[TRADUCTION]
Citation : SH c Commission de l’assurance-emploi du Canada, 2025 TSS 44
Tribunal de la sécurité sociale du Canada
Division générale, section de l’assurance-emploi
Décision
Partie appelante : | S. H. |
Partie intimée : | Commission de l’assurance-emploi du Canada |
Décision portée en appel : | Décision découlant de la révision de la Commission de l’assurance-emploi du Canada (682246) datée du 21 novembre 2024 (communiquée par Service Canada) |
Membre du Tribunal : | Edward Houlihan |
Mode d’audience : | Vidéoconférence |
Date de l’audience : | Le 16 décembre 2024 |
Personne présente à l’audience : | Appelant |
Date de la décision : | Le 14 janvier 2025 |
Numéro de dossier : | GE-24-3856 |
Sur cette page
Décision
[1] L’appel est rejeté. Le Tribunal n’est pas d’accord avec l’appelant.
[2] La Commission de l’assurance-emploi du Canada a prouvé que l’appelant a perdu son emploi en raison d’une inconduite (autrement dit, parce qu’il a fait quelque chose qui lui a fait perdre son emploi). Par conséquent, l’appelant est exclu du bénéfice des prestations d’assurance-emploiNote de bas de page 1.
Aperçu
[3] L’appelant a perdu son emploi. L’employeur de l’appelant a déclaré qu’il a été congédié pour inconduite parce qu’il n’a pas respecté les politiques et les protocoles de l’entreprise.
[4] L’appelant travaillait comme préposé au soutien de nuit dans un établissement pour jeunes. L’employeur affirme que l’appelant a reçu trois avertissements écrits concernant son non-respect des politiques et des protocoles. Conformément à leur politique de discipline progressive, il a été congédié.
[5] L’appelant affirme qu’il y avait des circonstances atténuantes liées aux incidents.
[6] Il dit aussi qu’il pensait qu’il recevrait un avertissement verbal avant de recevoir des avertissements écrits si jamais il commettait une erreur. Il affirme qu’il n’a reçu aucun avertissement verbal.

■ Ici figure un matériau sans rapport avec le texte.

PR #544, opened 2019-09-29
Typed children for function-based widgets

### LINKED ISSUE #43: Support typed children in TSX
@matt-gadd commented on [Wed Sep 13 2017](https://github.com/dojo/widget-core/issues/675)

**Enhancement** 

TypeScript now supports typed children in TSX, we need to update our JSX namespace to leverage it by adding the `ElementChildrenAttribute`.

---

@matt-gadd commented on [Tue Jun 05 2018](https://github.com/dojo/widget-core/issues/675#issuecomment-330181036)

Okay this doesn't currently work due to `ElementChildrenAttribute` looking on the `ElementAttributesProperty`, which in our case is `properties`. See https://github.com/Microsoft/TypeScript/issues/18357

### LINKED ISSUE #528: Support named children
**Enhancement** 
Up to now when when we've been using render props in widgets we've used a by convention `renderer` property. This kind of works for a single renderer, but not for many and because this is only by convention we can't for certain know what property is a render prop. In 7 we'd like to propose a change to our children behaviour to support named renderers, it would look something like:

```tsx
<SplitPane>
{
  {
    left() => <div>Left Item</div>,
    right() => <div>Right Item</div>
  }
}
</SplitPane>
```

or

```tsx
<SplitPane>
{
  () => ({
    left: <div>Left Item</div>,
    right: <div>Right Item</div>
  })
}
</SplitPane>
```

As part of this we might need to move `children` to the properties interface to allow this to be inferred by TSX.

With this in place we should be able to write a better harness to deal with render props.

agubler:
**Type:** feature

**Description:**

Provides extended typing of children for function-based widgets, supported by all widget authoring patterns. When children types are defined it makes them mandatory for widget usage.

```tsx
import { create, tsx } from '@dojo/framework/core/vdom';

const factory = create().children<(value: string) => RenderResult>();

const Foo = factory(function Foo({ children }) {
    const [childRender] = children();
    return childRender('text');
});

// usages

// using TSX
<Foo>{(value) => <div>value</div>}</Foo>

// Using the widget function
Foo({}, [(value) => <div>value</div>]); 

// Using the `w()` pragma
w(Foo, {}, [(value) => <div>value</div>]);
```

Typed children provide a first class replacement for widgets that use render props, for example `Outlet`.

```tsx
<Outlet id="outlet" renderer={(matchDetails) => {
    if (matchDetails.isExact()) {
        return <Home />;
    }
    return null;
}}/>

<Outlet id="outlet">{(matchDetails) => {
    if (matchDetails.isExact()) {
        return <Home />;
    }
    return null;
}}</Outlet>
```

Resolves #528 
Resolves #43

### DIFF
--- a/src/core/interfaces.d.ts
+++ b/src/core/interfaces.d.ts
@@ -394,7 +394,7 @@ export interface Callback<Props, Middleware, ReturnValue> {
 			id: string;
 			middleware: MiddlewareApiMap<Middleware>;
 			properties: () => Props & { children?: never };
-			children: () => Props extends { children: any } ? Props['children'] : DNode[];
+			children: () => (Props extends { children: any } ? Props['children'] : DNode[]) | undefined;
 		}
 	): ReturnValue;
 }
--- a/src/core/interfaces.d.ts
+++ b/src/core/interfaces.d.ts
@@ -393,8 +393,8 @@ export interface Callback<Props, Middleware, ReturnValue> {
 		options: {
 			id: string;
 			middleware: MiddlewareApiMap<Middleware>;
-			properties: () => Props & { children?: never };
-			children: () => (Props extends { children: any } ? Props['children'] : DNode[]) | undefined;
+			properties: () => Props & { __children__?: never };
+			children: () => (Props extends { __children__: any } ? Props['__children__'] : DNode[]) | undefined;
 		}
 	): ReturnValue;
 }
@@ -412,8 +412,8 @@ export interface MiddlewareResultFactory<Props, Middleware, ReturnValue> {
 
 export interface WNodeFactory<W extends WidgetBaseTypes> {
 	(
-		properties: WithOptional<W['properties'], 'children'>,
-		children?: W['properties'] extends { children?: any } ? W['properties']['children'] : W['children']
+		properties: WithOptional<W['properties'], '__children__'>,
+		children?: W['properties'] extends { __children__?: any } ? W['properties']['__children__'] : W['children']
 	): WNode<W>;
 }
 
--- a/src/core/interfaces.d.ts
+++ b/src/core/interfaces.d.ts
@@ -4,6 +4,10 @@ import Map from '../shim/Map';
 import WeakMap from '../shim/WeakMap';
 import { RegistryHandler } from './RegistryHandler';
 
+export type OmitProp<T, K extends keyof any> = Pick<T, Exclude<keyof T, K>>;
+export type Omit<T, K extends keyof T> = Pick<T, Exclude<keyof T, K>>;
+export type WithOptional<T, K extends keyof T> = Omit<T, K> & Partial<Pick<T, K>>;
+
 /**
  * Generic constructor type
  */
@@ -395,7 +399,7 @@ export interface Callback<Props, Middleware, ReturnValue> {
 	): ReturnValue;
 }
 
-export interface MiddlewareResult<Props  extends { children?: {} }, Middleware, ReturnValue> {
+export interface MiddlewareResult<Props extends { children?: {} }, Middleware, ReturnValue> {
 	api: ReturnValue;
 	properties: Props;
 	callback: Callback<Props, Middleware, ReturnValue>;
@@ -407,7 +411,10 @@ export interface MiddlewareResultFactory<Props, Middleware, ReturnValue> {
 }
 
 export interface WNodeFactory<W extends WidgetBaseTypes> {
-	(properties: W['properties'], children?: W['children']): WNode<W>;
+	(
+		properties: WithOptional<W['properties'], 'children'>,
+		children?: W['properties'] extends { children?: any } ? W['properties']['children'] : W['children']
+	): WNode<W>;
 }
 
 export type UnionToIntersection<U> = (U extends any ? (k: U) => void : never) extends ((k: infer I) => void)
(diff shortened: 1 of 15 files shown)


src/core/interfaces.d.ts
```diff
@@ -4,6 +4,10 @@ import Map from '../shim/Map';
 import WeakMap from '../shim/WeakMap';
 import { RegistryHandler } from './RegistryHandler';
 
+export type OmitProp<T, K extends keyof any> = Pick<T, Exclude<keyof T, K>>;
+export type Omit<T, K extends keyof T> = Pick<T, Exclude<keyof T, K>>;
```
matt-gadd: will this conflict with the global `Omit` type added in 3.5? I presume not but worth a check

src/core/vdom.ts
```diff
@@ -323,8 +332,12 @@ export function w<W extends WidgetBaseTypes>(
 		| LazyDefine<W>
 		| Callback<any, any, RenderResult>,
 	properties: W['properties'],
-	children?: W['children']
+	children?: any
 ): WNode<W> {
+	if ((properties as any).children) {
```
matt-gadd: is this correct now? would it not be `__children__`?

tests/core/unit/vdom.ts
```diff
@@ -3430,6 +3430,42 @@ jsdomDescribe('vdom', () => {
 				assert.isTrue(consoleWarnStub.calledOnce);
 			});
 
+			it('typed children', () => {
```
matt-gadd: do we need an example text with `w()` also?

tests/testing/unit/support/selector.ts
```diff
@@ -70,7 +70,7 @@ describe('selector', () => {
 			assert.deepEqual(adapter.getChildren(v('div', {}, [w(WidgetBase, {})])), [w(WidgetBase, {})]);
 			assert.deepEqual(adapter.getChildren(w(WidgetBase, {}, [v('span')])), [v('span')]);
 			assert.deepEqual(adapter.getChildren(w(WidgetBase, {}, [w(WidgetBase, {})])), [w(WidgetBase, {})]);
-			assert.deepEqual(adapter.getChildren(w(WidgetBase, {})), []);
+			assert.deepEqual(adapter.getChildren(w(WidgetBase, {})), undefined);
```
matt-gadd: how come this had to change?

agubler: Because by default children are not set to an empty array when using `w` any more.

tests/core/unit/vdom.ts
agubler: I can add that

src/core/vdom.ts
agubler: Nice catch

src/core/interfaces.d.ts
agubler: It shouldn't do, I did a quick check and there no complaints about `Omit`

tests/testing/unit/support/selector.ts
matt-gadd: but this is the assertion for `getChildren` no? which is both typed as an array and returns an empty array if not set?

agubler: If it is a WNode or VNode then it just returns the children from the element.

tests/core/unit/vdom.ts
agubler: Added.

src/core/vdom.ts
agubler: Fixed and a couple of other misses too.

tests/testing/unit/support/selector.ts
matt-gadd: Ah okay, sorry I missed that this was in the selector, and not the assertion template. This makes me concerned about these types/values a little bit though. 

I think any kind of `children` interface should be consistently returning either an empty array `[]` for no children, an array of one `['a']` for one item, and an array of many `['a','b','c']` for many items. This means the end user can consistently work on an array without guards for api's such as this, and would match other child like api's such as `NodeList`.

I'm not sure what the ramifications are on types or whether it's possible with `TSX`, but it'd seem more consistent to make the user define `create().children<[ whatever ]>()` over `create().children<whatever>()` if they need to define a single item.

agubler: I think that's fair point about always having children and it being an array (that can be defaulted). I've made some changes (WIP atm as need to put back the defaulting of children) that added support for children to be mandatory and able to be specified singularly but are consumed by the widget author as the first item in an array.

src/testing/mocks/middleware/intersection.ts
```diff
@@ -39,12 +39,12 @@ export function createIntersectionMock() {
 		}
 	};
 
-	function mockIntersection(): MiddlewareResult<any, any, any>;
+	function mockIntersection(): MiddlewareResult<any, any, any, any>;
```
matt-gadd: can we add a convenience type for this? it's used quite a lot in the mocks, and presumably would be also for a user writinga mock?

agubler: I added a `DefaultMiddlewareResult` interface that represents `MiddlewareResult<any, any, any, any>`

matt-gadd:
this is awesome 👍 took some wrangling in the end but worth it.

[7] La Commission a accepté la raison du congédiement fournie par l’employeur. Elle a conclu que l’appelant a perdu son emploi en raison d’une inconduite. Par conséquent, la Commission a décidé que l’appelant est exclu du bénéfice des prestations d’assurance-emploi.
Question en litige
[8] L’appelant a-t-il perdu son emploi en raison d’une inconduite?
Analyse
[9] Pour répondre à la question de savoir si l’appelant a perdu son emploi en raison d’une inconduite, je dois décider deux choses. D’abord, je dois établir pourquoi l’appelant a perdu son emploi. Ensuite, je dois vérifier si la loi considère ce motif comme une inconduite.
Pourquoi l’appelant a-t-il perdu son emploi?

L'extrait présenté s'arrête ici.